Just the mention of Sam & Max Hit the Road, or the game's two main characters, is enough to send me in a nostalgic whirlwind reminiscing over the 90's era adventure games. Don't get me wrong, I feel like adventure games have come back in force, thanks both to the emergence of touch-screen based devices and companies like Telltale Games, but nostalgia is what it is, and its hard to pass up the chance to review one of my favorite games growing up.

Sam & Max Hit the Road's visual style is the same cartoonish, pixelated look and feel that you might expect from a side-scrolling point-and-click adventure released in 1993. While the characters aren't quite as... abstract, as those seen in the original Monkey Island or Maniac Mansion, they aren't quite as smooth and clean looking as similar titles found later that decade. Quite frankly though, it's that look that adds a lot of the nostalgia to the game.

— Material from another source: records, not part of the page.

PR #2960, opened 2025-01-13
ci: Adds clean-atlas-org action and related tests for project cleanup

EspenAlbert:
## Description

Adds clean-atlas-org action and related tests for project cleanup

Link to any related issue(s): CLOUDP-288937
Example runs with DRY_RUN=true flag: 
- [run1](https://github.com/mongodb/terraform-provider-mongodbatlas/actions/runs/12751798850/job/35539713618)
- [run2](https://github.com/mongodb/terraform-provider-mongodbatlas/actions/runs/12751975695)

## Type of change:

## Required Checklist:


.github/templates/clean-atlas-org/action.yaml
```diff
@@ -0,0 +1,27 @@
+name: clean-atlas-org
```
EspenAlbert, line 1: Using a template to also call this workflow from the CFN repo

internal/testutil/clean/org_clean_test.go
```diff
@@ -0,0 +1,238 @@
...
+
+func TestCleanProjectAndClusters(t *testing.T) {
+	client := acc.ConnV2()
+	ctx := context.Background()
+	cleanOrg, _ := strconv.ParseBool(os.Getenv("MONGODB_ATLAS_CLEAN_ORG"))
+	if !cleanOrg {
+		t.Skip("skipping test; set MONGODB_ATLAS_CLEAN_ORG=true to run")
+	}
+	dryRun, _ := strconv.ParseBool(os.Getenv("DRY_RUN"))
+	onlyZeroClusters, _ := strconv.ParseBool(os.Getenv("MONGODB_ATLAS_CLEAN_ONLY_0_CLUSTERS"))
```
EspenAlbert, line 43: This 5 hours ago is a bit arbitrary, but I expect no test will keep on running for more than 5 hours.
This is to avoid in-progress tests to be accidentally killed

.github/templates/clean-atlas-org/action.yaml
```diff
@@ -0,0 +1,27 @@
...
+description: 'Cleans up an Atlas organization bot projects'
+
+inputs:
+  repo-path:
+    description: 'Path to the terraform-provider-mongodbatlas repository'
+    default: ''
+  dry-run:
+    description: 'Dry run the cleanup'
+    default: 'true'
```
EspenAlbert: should change to `false` before merging

internal/testutil/clean/org_clean_test.go
```diff
@@ -0,0 +1,238 @@
...
+	skipProjectsAfter := time.Now().Add(-5 * time.Hour)
```
EspenAlbert: This 5 hours ago is a bit arbitrary, but I expect no test will keep on running for more than 5 hours.
This is to avoid in-progress tests to be accidentally killed

internal/testutil/clean/org_clean_test.go
```diff
@@ -0,0 +1,238 @@
...
+	maxDeleteCount := 250
```
EspenAlbert: this is the maximum group_count for an org before hitting a `MAX_GROUPS_PER_ORG_EXCEEDED` limit

.github/templates/clean-atlas-org/action.yaml
lantoli: will you also change Test Suite to use this cleanup?

Makefile
```diff
@@ -32,6 +32,12 @@ help:
 build: fmt fmtcheck ## Generate the binary in ./bin
 	go build -ldflags "$(LINKER_FLAGS)" -o $(DESTINATION)
 
+.PHONY: clean-atlas-org
+clean-atlas-org: clean-atlas-org ## Run a test to clean all projects and pending resources in an Atlas org, supports export DRY_RUN=false (default=true)
+	@$(eval export MONGODB_ATLAS_CLEAN_ORG?=true)
```
lantoli, line 37: nit (not strong opinion): to have these default values at the beginning of the file as other default values.   although also I understand that these vars are very specific and only useful for this goal.

internal/testutil/clean/org_clean_test.go
```diff
@@ -0,0 +1,238 @@
...
+	"github.com/stretchr/testify/require"
+	"go.mongodb.org/atlas-sdk/v20241113004/admin"
+)
+
+var (
+	botProjectPrefixes = []string{
+		"cfn-test-bot-",
+		"test-acc-tf-p-",
+	}
+	blessedPrefixes = []string{
```
lantoli: nit: ignoredPrefixes / skippedPrefixes / keptPrefixes, bless sounds a bit weird in this context

internal/testutil/clean/org_clean_test.go
```diff
@@ -0,0 +1,238 @@
...
+		if skipReason != "" {
+			t.Logf("skip project %s, reason: %s", projectName, skipReason)
+			continue
+		}
+		projectID := p.GetId()
+		projectsToDelete[projectName] = projectID
+	}
+	for name, projectID := range projectsToDelete {
+		t.Run(name, func(t *testing.T) {
+			t.Parallel()
```
lantoli, line 102: interesting approach to use test, alternatively you could use a normal go program an use goroutines for concurrency, but for this use case I think this is fine

.github/templates/clean-atlas-org/action.yaml
```diff
@@ -0,0 +1,27 @@
...
+  clean-only-0-clusters:
```
marcosuma: nit
```suggestion
  clean-only-when-no-clusters:
```

lantoli (approved):
LGTM

internal/testutil/clean/org_clean_test.go
marcosuma: should the 5 hours be something that can be set as env variable? otherwise might be better to simply define it as a constant

internal/testutil/clean/org_clean_test.go
```diff
@@ -0,0 +1,238 @@
...
+	cleanOrg, _ := strconv.ParseBool(os.Getenv("MONGODB_ATLAS_CLEAN_ORG"))
+	if !cleanOrg {
+		t.Skip("skipping test; set MONGODB_ATLAS_CLEAN_ORG=true to run")
+	}
+	dryRun, _ := strconv.ParseBool(os.Getenv("DRY_RUN"))
+	onlyZeroClusters, _ := strconv.ParseBool(os.Getenv("MONGODB_ATLAS_CLEAN_ONLY_0_CLUSTERS"))
+	skipProjectsAfter := time.Now().Add(-5 * time.Hour)
+	maxDeleteCount := 250
+	projects, err := dsschema.AllPages(ctx, func(ctx context.Context, pageNum int) (dsschema.PaginateResponse[admin.Group], *http.Response, error) {
+		return client.ProjectsApi.ListProjects(ctx).ItemsPerPage(100).PageNum(pageNum).Execute()
```
marcosuma: nit: make 100 a const

internal/testutil/clean/org_clean_test.go
```diff
@@ -0,0 +1,238 @@
+package clean_test
```
lantoli, line 1: this seems more a tool than part of the provider and belongs to `tools` folder, but I suppose it's harder to use it as tests then

internal/testutil/clean/org_clean_test.go
```diff
@@ -0,0 +1,238 @@
...
+				t.Logf("peering %s already requested deletion", peerID)
+				continue
+			}
+			require.NoError(t, err)
+		}
+	}
+	return len(peeringResults)
+}
+
+func removeDataLakePipelines(ctx context.Context, t *testing.T, dryRun bool, client *admin.APIClient, projectID string) int {
```
lantoli, line 293: nit: remove*** seem very similar so there might be some refactor opportunities to extract common logic

internal/testutil/clean/org_clean_test.go
```diff
@@ -0,0 +1,238 @@
...
+			t.Logf("skip project %s, reason: %s", projectName, skipReason)
+			continue
+		}
+		projectID := p.GetId()
+		projectsToDelete[projectName] = projectID
+	}
+	for name, projectID := range projectsToDelete {
+		t.Run(name, func(t *testing.T) {
+			t.Parallel()
+			changes := removeProjectResources(ctx, t, dryRun, client, projectID)
```
marcosuma, line 103: should you skip this call if `onlyZeroClusters` is true?

internal/testutil/clean/org_clean_test.go
```diff
@@ -0,0 +1,238 @@
...
+			if changes != "" {
+				t.Logf("project %s %s", name, changes)
+			}
+			for i := range 10 {
```
marcosuma: not a Go expert, but I think there should be a more standard way to write this retry strategy :) 

at minimum, 10 should be a const

internal/testutil/clean/org_clean_test.go
```diff
@@ -0,0 +1,238 @@
...
+				if attempt > 1 {
+					time.Sleep(60 * time.Second)
+				}
+				t.Logf("attempt %d to delete project %s", attempt, name)
+				if dryRun {
+					return
+				}
+				err = deleteProject(ctx, client, projectID)
+				if err == nil {
+					return
```
marcosuma, line 119: in the previous for cycle, you used `break` for something similar. Am I right? don't you want to just end this internal for cycle and continue with other projects to delete?

internal/testutil/clean/org_clean_test.go
```diff
@@ -0,0 +1,238 @@
...
+	}
+	return ""
+}
+func deleteProject(ctx context.Context, client *admin.APIClient, projectID string) error {
+	_, _, err := client.ProjectsApi.DeleteProject(ctx, projectID).Execute()
+	if err == nil || admin.IsErrorCode(err, "PROJECT_NOT_FOUND") {
+		return nil
+	}
+	_, _, err = client.ProjectsApi.DeleteProject(ctx, projectID).Execute()
+	return err
```
marcosuma: not really understanding why this is written two times?

internal/testutil/clean/org_clean_test.go
```diff
@@ -0,0 +1,238 @@
...
+}
+
+func removeProjectResources(ctx context.Context, t *testing.T, dryRun bool, client *admin.APIClient, projectID string) string {
```
marcosuma, line 165: this method risk to become very big with the assumption that a lot of things are associated to a project. Why is this even happening in the first place? Why those resources are not being eliminated?

.github/workflows/cleanup-test-env.yml
```diff
@@ -12,33 +12,23 @@ jobs:
...
-      - name: Cleanup test env network
-        shell: bash
+      - uses: ./.github/templates/clean-atlas-org
+        name: Clean Atlas Org QA
         env:
           MONGODB_ATLAS_PUBLIC_KEY: ${{ secrets.MONGODB_ATLAS_PUBLIC_KEY_CLOUD_QA }}
           MONGODB_ATLAS_PRIVATE_KEY: ${{ secrets.MONGODB_ATLAS_PRIVATE_KEY_CLOUD_QA }}
           MONGODB_ATLAS_ORG_ID: ${{ vars.MONGODB_ATLAS_ORG_ID_CLOUD_QA }}
-          MONGODB_ATLAS_OPS_MANAGER_URL: ${{ vars.MONGODB_ATLAS_BASE_URL_QA }}
-        run: ./scripts/cleanup-test-env.sh
```
AgustinBettati, line 44: should we remove the cleanup shell script that was being used before?

internal/testutil/clean/org_clean_test.go
AgustinBettati: I agree that seeing this within a test file was confusing. Is there a reason we need to define it as a test?

internal/testutil/clean/org_clean_test.go
```diff
@@ -0,0 +1,238 @@
...
+			}
+			for i := range 10 {
+				attempt := i + 1
+				if attempt > 1 {
+					time.Sleep(60 * time.Second)
+				}
+				t.Logf("attempt %d to delete project %s", attempt, name)
+				if dryRun {
+					return
+				}
```
AgustinBettati, line 116: Is leaving the dry run option valuable? Thinking we could remove this option altogether to simplify

Makefile
EspenAlbert: I don't see the value in having these defaults at the beginning when they are only used for this goal, but maybe I'm missing something? 😅

internal/testutil/clean/org_clean_test.go
EspenAlbert: Simplifies parallelization and we can use other internal packages within the repo.

internal/testutil/clean/org_clean_test.go
EspenAlbert: That is done in `projectSkipReason`

internal/testutil/clean/org_clean_test.go
EspenAlbert: I think it is valuable to double-check you are really sure what you are doing

internal/testutil/clean/org_clean_test.go
lantoli: we're already using internal packages from tools, e.g. [here](https://github.com/mongodb/terraform-provider-mongodbatlas/blob/CLOUDP-294337_state_upgrader/tools/jira-release-version/main.go#L12)

goroutines (and maybe channels) can be used, it's harder than tests but is not so bad, e.g.: [here](https://github.com/lantoli/AdventOfCode/blob/master/2024_go/13_claw.go#L37)

I agree that this test way is easier to do, so not sure about priority to spend effort on moving it as a regular tool

internal/testutil/clean/org_clean_test.go
EspenAlbert: `return` finish the test for the "current" project. Not sure what you mean

internal/testutil/clean/org_clean_test.go
EspenAlbert: True. Removed

internal/testutil/clean/org_clean_test.go
EspenAlbert: I think there can be many reasons, and not something we can 100% avoid.
If we had more retry mechanisms in our provider it would probably happen with fewer intervals.

internal/testutil/clean/org_clean_test.go
EspenAlbert: Changed to constant in 98527571f8dc59aa539d521bd92484084a174b3e

internal/testutil/clean/org_clean_test.go
EspenAlbert: Thanks! Changed to keptPrefixes in 98527571f8dc59aa539d521bd92484084a174b3e

internal/testutil/clean/org_clean_test.go
EspenAlbert: Thanks changed in 98527571f8dc59aa539d521bd92484084a174b3e

internal/testutil/clean/org_clean_test.go
EspenAlbert: true, not sure if it is worth doing now though

internal/testutil/clean/org_clean_test.go
EspenAlbert: true, would love to see a better approach. Changed to const in 98527571f8dc59aa539d521bd92484084a174b3e

.github/workflows/cleanup-test-env.yml
EspenAlbert: Thanks. Removed in 37c891b457cebd5215d931e91d5c33480f6122fd

internal/testutil/clean/org_clean_test.go
maastha: Can we time box trying to use goroutines? If it takes longer then we can keep it like this. 
At the least, I'd leave comments explaining why this is defined as test or at least clarify this is not an actual test to worry about

internal/testutil/clean/org_clean_test.go
```diff
@@ -0,0 +1,244 @@
...
+	skipProjectsAfter := time.Now().Add(-keepProjectsCreatedWithinHours * time.Hour)
+	maxDeleteCount := 250
+	projects, err := dsschema.AllPages(ctx, func(ctx context.Context, pageNum int) (dsschema.PaginateResponse[admin.Group], *http.Response, error) {
+		return client.ProjectsApi.ListProjects(ctx).ItemsPerPage(itemsPerPage).PageNum(pageNum).Execute()
+	})
+	require.NoError(t, err)
+	t.Logf("found %d projects (DRY_RUN=%t)", len(projects), dryRun)
+	projectsToDelete := map[string]string{}
+	for _, p := range projects {
+		if len(projectsToDelete) > maxDeleteCount {
```
maastha: [q] why do we want to limit delete count?

internal/testutil/clean/org_clean_test.go
maastha: Could you share an example when you think this might help to be more cautious? I'm thinking we use "keep" for anything relevant that shouldn't be removed, other than that may be I'm missing a use-case?

internal/testutil/clean/org_clean_test.go
maastha: a lot of times we see `Error running post-test destroy, there may be dangling resources:` in our tests resulting from flaky backends. Some of them could be eliminated with more retry mechanisms like @EspenAlbert  said but some may not. 
I think we can start by tracking this error in our test suite failure file more closely.
added an item to next tech meeting.

internal/testutil/clean/org_clean_test.go
AgustinBettati: I would first question if we have the need of executing in parallel, does it take considerable time when executed sequentially?

lantoli: I would merge this as it is (with @maastha idea about explaining why it is a test), and would consider goroutines in a follow-up PR as a future improvement, if we give priority to this.
@AgustinBettati I think so, we don't want the cleanup process to take 10 minutes x clusters to delete (plus endpoints, etc.)

internal/testutil/clean/org_clean_test.go
marcosuma: Are you trying here to run these deletion in parallel?

internal/testutil/clean/org_clean_test.go
marcosuma: right, I actually didn't see the `t.Run(name, func(t *testing.T) {` before.. and actually don't understand why we're using it (but left same question before, so ok not to answer here).

internal/testutil/clean/org_clean_test.go
EspenAlbert: Yes, I would prefer keeping it as tests.
Then the logs for each project is grouped by the test too.

It can take more than 10 minutes to delete a project with active clusters, since the cluster shutdown can be slow.
I'll work on adding some documentation to this.
Updated in 927e4b9e3ebdaf3adc3ef436b9869caa9769b92c to avoid failure when the test fails to remove a project. 
(I can imagine this happening often due to the long cluster shutdown time, but that doesn't mean we don't want to run our test-suite.yml workflow)

internal/testutil/clean/org_clean_test.go
EspenAlbert: Not really necessary. Removing it.

internal/testutil/clean/org_clean_test.go
EspenAlbert: Yes, each project cleanup runs in its own test that runs in parallel.

internal/testutil/clean/org_clean_test.go
EspenAlbert: Imagine you are cleaning up your own private ORG. Then you might want to delete more than the `bot` projects or at least see which bot projects you have...

Makefile
lantoli: that was my point, that in this case it's ok

lantoli (approved):

maastha (approved):
LGTM

AgustinBettati (approved):
LGTM

lantoli (approved):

As for newer fans of the duo who came to know the crazed rabbit and his dog of a partner from Telltale's more recent titles, I feel like the graphics are still good enough to truly enjoy the crazy world that Sam and Max inhabit. Don't expect the whiz-bang, high-end 3D graphics of the Save the World series, but don't go into this game expecting something on the level of old-school Atari games either.

As for Sam & Max Hit the Road's audio features, it sounds like all of the original sound clips, music and voices are in play and nothing appears to be altered from the original release of the game. While I can't fully confirm this since it had been several years before this review that I had a chance to play this title, the music felt right and the voices were definitely that of Bill Farmer (Sam) and Nick Jameson (Max), whose banter is what really helped to define the crazed partnership these freelance police officers have.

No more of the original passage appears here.